[Entries taken from a collection]
-=-=-
PR #516, opened 2021-12-31
Change 'Show' icon

w0xlt:
This PR changes the 'Show' icon in `receivecoinsdialog.{ui,cpp}`.

The current icon for the 'Show' button is the edit icon, which makes it look like records can be edited on this screen (which is not the case).

The icon already available that seems to be the most suitable for this case is the "eye", so this PR makes this change.

| PR  | Master |
| ------------- | ------------- |
| PR |  master  |

### DIFF
--- a/src/qt/forms/receivecoinsdialog.ui
+++ b/src/qt/forms/receivecoinsdialog.ui
@@ -308,7 +308,7 @@
           </property>
           <property name="icon">
            <iconset resource="../bitcoin.qrc">
-            <normaloff>:/icons/edit</normaloff>:/icons/edit</iconset>
+            <normaloff>:/icons/eye</normaloff>:/icons/eye</iconset>
           </property>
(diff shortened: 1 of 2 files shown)


kristapsk (approved):
utACK 1831d43e8fb73358858907e1d95ce54e1f42b2e7

shaavan (approved):
ACK 1831d43e8fb73358858907e1d95ce54e1f42b2e7

- The `eye` icon makes more sense than a `pen` icon for the "show" option.
- Tested successfully on Ubuntu 20.04 (Using Qt version 5.12.8).

**Screenshot:**

|Master|PR|
|---------|----|
|Master|Screenshot from 2022-01-04 11-59-47|

hebasto (approved):
ACK 1831d43e8fb73358858907e1d95ce54e1f42b2e7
-=-=-
• [About this task] Write out the lines above, starting at the line that contains "The icon already" and ending with the final line, and nothing else; copy them exactly.

• [Reply to the exercise]
The icon already available that seems to be the most suitable for this case is the "eye", so this PR makes this change.

| PR  | Master |
| ------------- | ------------- |
| PR |  master  |

### DIFF
--- a/src/qt/forms/receivecoinsdialog.ui
+++ b/src/qt/forms/receivecoinsdialog.ui
@@ -308,7 +308,7 @@
           </property>
           <property name="icon">
            <iconset resource="../bitcoin.qrc">
-            <normaloff>:/icons/edit</normaloff>:/icons/edit</iconset>
+            <normaloff>:/icons/eye</normaloff>:/icons/eye</iconset>
           </property>
(diff shortened: 1 of 2 files shown)


kristapsk (approved):
utACK 1831d43e8fb73358858907e1d95ce54e1f42b2e7

shaavan (approved):
ACK 1831d43e8fb73358858907e1d95ce54e1f42b2e7

- The `eye` icon makes more sense than a `pen` icon for the "show" option.
- Tested successfully on Ubuntu 20.04 (Using Qt version 5.12.8).

**Screenshot:**

|Master|PR|
|---------|----|
|Master|Screenshot from 2022-01-04 11-59-47|

hebasto (approved):
ACK 1831d43e8fb73358858907e1d95ce54e1f42b2e7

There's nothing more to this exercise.